Dr. Brown was a very tall man, especially to little Sarah. He seemed God-like to the little girl, with his booming voice, vast knowledge and stature. When he spoke, they listened. It was Dr. Brown, that got little Sarah started on the pills. That was twenty-five years ago.

“What's in a dream?” Dr. Brown had asked her as a child.

Sarah wondered that as well. He had explained to her, that at times throughout history, dreams had been known to provide guidance or even outright answers. But what if there were more questions than answers? And why did some tend to recur and others fade to grey, even before her feet hit the cold floor in the morning? Sarah didn’t know, her young mind couldn’t process what was happening to her. And as an adult, some twenty-five years later, she was starting to believe that she never would.

Gate 17

Sarah’s eyes suddenly flicked open. It took a minute or two for the focus to adjust to its new settings. Her surroundings slowly defined themselves, and an outline began to take shape. It's the feeling again, Sarah thought. I know this place. The dark outlines of the shapes around her soon filled in on themselves and rendered her new location. She looked down at her bare feet, they were small again, just like when she was a little girl. Her small toes were covered with dirt. Just above her ankles was the hem of her blue nightgown. It was always the blue nightgown for some reason.

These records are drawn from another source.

PR #218, opened 2021-10-27
Upgrade fulcios to use of the google privateca api at v1

n3wscott:
Signed-off-by: Scott Nichols <n3wscott@chainguard.dev>

#### Summary

We were still on a v1beta1 api for the googleca private ca. This adds a flag to use the v1 of the api. We are still needing to update the cert to `v1`.

The new flag `--gcp_private_ca_version` selects `v1` by default to allow us to drop the flag when we move to v1 certs and then delete the flag and the v1beta1 codepaths.

#### Ticket Link

Relates to a checkbox in https://github.com/sigstore/fulcio/issues/191

#### Release Note

```release-note
Fulcio now can use the v1 api for google privateca.
```

Issue #191, opened 2021-09-29
Release 1.0 planning


lukehinds:
The MVP is established now and other projects are leveraging fulcio, so its time to plan for 1.0

- [x] #194
- [x] #187
- [x] #195
- [x] #13 

cc @cpanato

cpanato:
same from rekor:

I would like to add a cloudbuild + goreleaser when we release Fulcio

then I have some questions:

1. We will use the same KMS key that we use to sign `cosign`? or we create another?
2. To push the data to the Rekor server how can we do that in an automated fashion way? there is any guide? or we just don't do it at this time?

@dlorenc @lukehinds @dekkagaijin

mattmoor:
The googlecs stuff needs to move to the 1.0 API

jdolitsky:
Should probably lock down the configuration prior to 1.0: https://github.com/sigstore/fulcio/issues/304

nsmith5:
Not 100% configuration change should be 1.0 blocker. If only because it seems like it might take some time to finish up a refactor. I discussed it a bit here: https://github.com/sigstore/fulcio/issues/304#issuecomment-1019345636

lukehinds:
I have been thinking the same. fuclio has been operating in a stable manner for a while now. I will freeze the milestone and we can look at closing the release.

cc @cpanato

cpanato:
if need to change any configuration, maybe we can do that now and make a pre-release with deprecations and then plan the 1.0 removing the deprecations.

lukehinds:
@cpanato as I understand, it won't be a change of flags or a non backwards compatible change. 

At the moment we have a pattern of folks adding to 1.0, but not able to do the work and so we are seeing 1.0 pushed back and a moving target. For me the most important role of fulcio is the public good instance and what we have at present, which although I am sure can be improved over time, is currently functioning well.

cpanato:
ahh got it, i think i misunderstood :(

haydentherapper:
Everything here has been completed. Work is tracked here - https://github.com/orgs/sigstore/projects/5/views/1

PR #252, opened 2021-12-01
[Correction] Upgrade fulcios to use of the google privateca api at v1

n3wscott:
Relands and corrects #218 

Signed-off-by: Scott Nichols <n3wscott@chainguard.dev>

#### Summary

We were still on a v1beta1 api for the googleca private ca. This adds a flag to use the v1 of the api. We are still needing to update the cert to `v1`.

The new flag `--gcp_private_ca_version` selects `v1` by default to allow us to drop the flag when we move to v1 certs and then delete the flag and the v1beta1 codepaths.

#### Ticket Link

Relates to a checkbox in https://github.com/sigstore/fulcio/issues/191

#### Release Note

```release-note
Fulcio now can use the v1 api for google privateca.
```


pkg/api/ca.go
```diff
@@ -53,7 +53,15 @@ func CA() certauth.CertificateAuthority {
 		var err error
 		switch viper.GetString("ca") {
 		case "googleca":
-			ca, err = googlecabeta.NewCertAuthorityService()
+			version := viper.GetString("gcp_private_ca_version")
+			switch version {
+			case "v1":
```
n3wscott, line 58: In the original pr, these where switches and no one caught it...

dlorenc: ooops!

dlorenc (approved):

PR #257, opened 2021-12-02
Remove `viper` from `pkg/`.

mattmoor:
This change builds on https://github.com/sigstore/fulcio/pull/255.  It moves the CA creating to the `serve` entrypoint, and attaches the appropriate `CertificateAuthority` to the request contexts.  The same for the `ct-log-url`.

With this change, all of the `viper` logic lives under `./cmd` and the logic in `./pkg` receives its configurations through parameters (possible attached to `ctx`).

Signed-off-by: Matt Moore <mattmoor@chainguard.dev>

WIP until the base change lands.

#### Ticket Link

N/A

#### Release Note
```release-note
NONE
```

### DIFF
--- a/cmd/app/serve.go
+++ b/cmd/app/serve.go
@@ -17,17 +17,23 @@ package app
 
 import (
 	"flag"
+	"fmt"
 	"net/http"
 
 	"github.com/go-openapi/loads"
 	"github.com/prometheus/client_golang/prometheus/promhttp"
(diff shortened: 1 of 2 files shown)


mattmoor:
@bobcallaway I think the next thing I'm going to chase after `viper` is `sync.Once` singletons since I think we have a bunch of those that seem gratuitous 🤔

dlorenc (approved):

Sarah shivered as a cool breeze moved across her skin. She was standing on an old gravel driveway, surrounded on both sides by a row of aging cedar trees, and leading up a small hill to a small white house with a porch swing. The smell of cedar reminded her of Christmas morning. Her father, who had always tried to be different than the neighbors, was a cedar tree man, and not a pine man.

The sun had already set, but the lone streetlamp at the end of the gravel driveway, was enough to show Sarah the way. The edges of this world were somewhat blurred. If she tried to look past the row of cedars on her left, or past the streetlamp behind her, the images just seemed to fade and distort into grey until she was forced to look away, for fear she'd go crazy. Boundaries. She thought, as she began to carefully walk up the driveway. She stepped softly, to avoid hurting her bare feet on the pointed rocks that were scattered in with the smaller gravel. As she reached closer to the top of the hill, the driveway curved slightly to the right and ended near a dilapidated garage structure that leaned to the left. Sarah's attention, however, was more focused towards the front porch of the house, and the porch swing.

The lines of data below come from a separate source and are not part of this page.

PR #262, opened 2021-12-02
[WIP] Experiment with dropping OpenAPI

mattmoor:
Signed-off-by: Matt Moore <mattmoor@chainguard.dev>

#### Release Note
```release-note

```


mattmoor:
This needs fairly careful testing and scrutiny before it goes in.  This drops a number of things on the floor, some of which we clearly need a replacement for including:
1. `pkg/client`: Used by `cosign`, so kinda important.  We probably don't need swagger for this, but we need something.
2. Discovery docs: I think the API used to serve this, but now it doesn't.  We should confirm if this is a problem, and probably add test coverage if we want it.

I like the whole "dropping 3500 LoC outside of vendor/" aspect of this change, though. 🤣

mattmoor:
Alright, I think that this is relatively complete, assuming we're cool with ditching the discovery stuff.  I staged the update to cosign to consume the new client library here: https://github.com/sigstore/cosign/pull/1126

I'm not sure what else might be relying on the existing fulcio client logic, so any feedback would be appreciated.

pkg/config/config.go
```diff
@@ -189,27 +207,29 @@ func FromContext(ctx context.Context) *FulcioConfig {
...
 // Load a config from disk, or use defaults
 func Load(configPath string) (*FulcioConfig, error) {
-	var config *FulcioConfig
 	if _, err := os.Stat(configPath); os.IsNotExist(err) {
 		log.Logger.Infof("No config at %s, using defaults: %v", configPath, DefaultConfig)
-		config = DefaultConfig
-		cache, err := lru.New2Q(100 /* size */)
-		if err != nil {
+		config := DefaultConfig
+		if err := config.prepare(); err != nil {
```
mattmoor, line 213: This is a bug at HEAD.  We don't set up the OIDCIssuers (just the lru).

pkg/challenges/challenges.go
```diff
@@ -270,14 +275,15 @@ func workflowInfoFromIDToken(token *oidc.IDToken) (map[AdditionalInfo]string, er
...
-
-	if spiffeDomain == host {
+	u, err := url.Parse(spiffeID)
+	if err != nil {
+		return false
+	}
+	if u.Scheme != "spiffe" {
+		return false
+	}
+	if u.Hostname() == host {
```
mattmoor, line 285: I changed this because writing my unit test (`api_test.go`) this doesn't properly handle port numbers at HEAD.

pkg/ca/x509ca/common.go
```diff
@@ -37,10 +37,6 @@ type X509CA struct {
 }
 
 func (x *X509CA) CreateCertificate(_ context.Context, subject *challenges.ChallengeResult) (*ca.CodeSigningCertificate, error) {
-	return x.CreateCertificateWithCA(x, subject)
```
mattmoor, line 40: IDK why this was like this, but it is unnecessary.

mattmoor: I put this into: https://github.com/sigstore/fulcio/pull/263

mattmoor:
TODO: incorporate: https://github.com/sigstore/fulcio/pull/264

pkg/api/client.go
```diff
@@ -0,0 +1,112 @@
...
+
+// Client is the interface for accessing the Fulcio API.
+type Client interface {
+	// SigningCert sends the provided CertificateRequest to the /api/v1/singingCert
+	// endpoint of a Fulcio API, authenticated with the provided bearer token.
+	SigningCert(cr CertificateRequest, token string) (*CertificateResponse, error)
+}
+
+// NewClient creates a new Fulcio API client talking to the provided URL.
+func NewClient(url *url.URL) Client {
```
bobcallaway, line 47: could be an additional patch, but would be nice to be able to override the client here (e.g. to set a specific timeout value)

pkg/api/client.go
```diff
@@ -0,0 +1,112 @@
...
+	"errors"
+	"io"
+	"net/http"
+	"net/url"
+	"path"
+)
+
+type CertificateResponse struct {
+	CertPEM  []byte
+	ChainPEM []byte
```
bobcallaway, line 32: worth parsing them into `x509.Certificate and []x509.Certificate` for increased usability?

openapi.yaml
```diff
@@ -1,116 +0,0 @@
-#
```
bobcallaway, line 1: do we need to delete this? I get the desire to remove go-swagger and the code-gen, but we've had several requests for API documentation.

cmd/app/serve.go
```diff
@@ -110,31 +100,41 @@ var serveCmd = &cobra.Command{
...
 		go func() {
-			_ = http.ListenAndServe(":2112", nil)
+			_ = prom.ListenAndServe()
 		}()
 
-		if err := server.Serve(); err != nil {
+		port := os.Getenv("PORT")
+		if port == "" {
+			port = "8080"
+		}
```
bobcallaway, line 130: My personal preference would be to leave the `--host` and `--port` command line args implemented.

bobcallaway (commented):
overall, seems like this is a functionally equivalent swap on a per-request basis so if your goal was to remove thousands of lines of generated code, I think you've achieved it :)

we'd also need to remove the dep on go-swagger from `hack/tools/` even though it isn't called.

pkg/api/client.go
mattmoor: Let's follow up with that, I opened: https://github.com/sigstore/fulcio/issues/266

openapi.yaml
mattmoor: I can bring it back, but we'd need to find a way to ensure it stays in sync with the code.  Any ideas?

pkg/api/client.go
mattmoor: Lemme dig into how this is used on the `cosign` side more, since this came from there originally.  Generally SGTM, but I just want to avoid a nightmare picking up this change.

mattmoor: Looks like these are passed around a fair amount.  First to `Signer` here: 

https://github.com/sigstore/cosign/blob/a47a835480c45d6db7a9751d7cb8bf87772799fc/cmd/cosign/cli/fulcio/fulcio.go#L185-L187

Next to `SignerVerifier` here:

https://github.com/sigstore/cosign/blob/7e5ff000f6af25793631eb590964b9a861d672dc/cmd/cosign/cli/sign/sign.go#L413-L415

Chasing the usages of the `SignerVerifier`'s `.Cert` it seems like the Rekor uploads want things like this, but only the policy code (to extract email/issuer) wants the structured form.


I'm mildly inclined to "Nack" on this, since it's a bit of plumbing and (given current usage) I'm not sure it helps usability a ton.  Maybe we can add an accessor to get the `x509.Certificate` later.  I can change if you feel strongly though, just LMK.

cmd/app/serve.go
mattmoor: I'll add this back now!

mattmoor: Ok these are back, and I've reverted the changes to `deployment.yaml`

bobcallaway (commented):
LGTM, I dont see any other functional issues. Just a couple minor things I saw but I think this is fine.

pkg/config/config.go
```diff
@@ -132,6 +132,24 @@ func (fc *FulcioConfig) GetVerifier(issuerURL string) (*oidc.IDTokenVerifier, bo
 	return verifier, true
 }
 
+func (fc *FulcioConfig) prepare() error {
+	fc.verifiers = make(map[string]*oidc.IDTokenVerifier, len(fc.OIDCIssuers))
+	for _, iss := range fc.OIDCIssuers {
```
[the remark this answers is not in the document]
mattmoor: It is possible now that they only configure meta issuers.  I think our KinD e2e tests have a leg that does that now.

mattmoor:
Fixed the two suggestions, thanks!

mattmoor:
I'll start dusting off my changes to import this into `sigstore/cosign`

dlorenc (approved):

bobcallaway (approved):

“Yes,” she spoke out loud, “I've been here before.”

She shivered again at the sound of her voice. The voice of a child. And then the music started in. Somewhere inside the house was an old piano, and now that piano welcomed Sarah to the porch. The song was familiar, but a name is a difficult thing at times. She looked back down the driveway. The streetlamp now seemed miles away, and the trees seemed to reach up into the night with no end, no top. A creak came from the porch swing, and her eyes followed. The wooden swing was suspended from the porch ceiling by two rusted chains. It had started to sway in the light breeze, and the chains were now squeaking as it moved back and forth. Maybe it wasn't the breeze after all. As Sarah's small feet carried her towards the swing, she realized that it wasn't empty anymore. Now seated on the swing and intermittently pushing off the wooden porch floor with her feet, was a beautiful young woman, with shoulder length, dark brown hair. She faced out towards the driveway and seemed not to notice Sarah.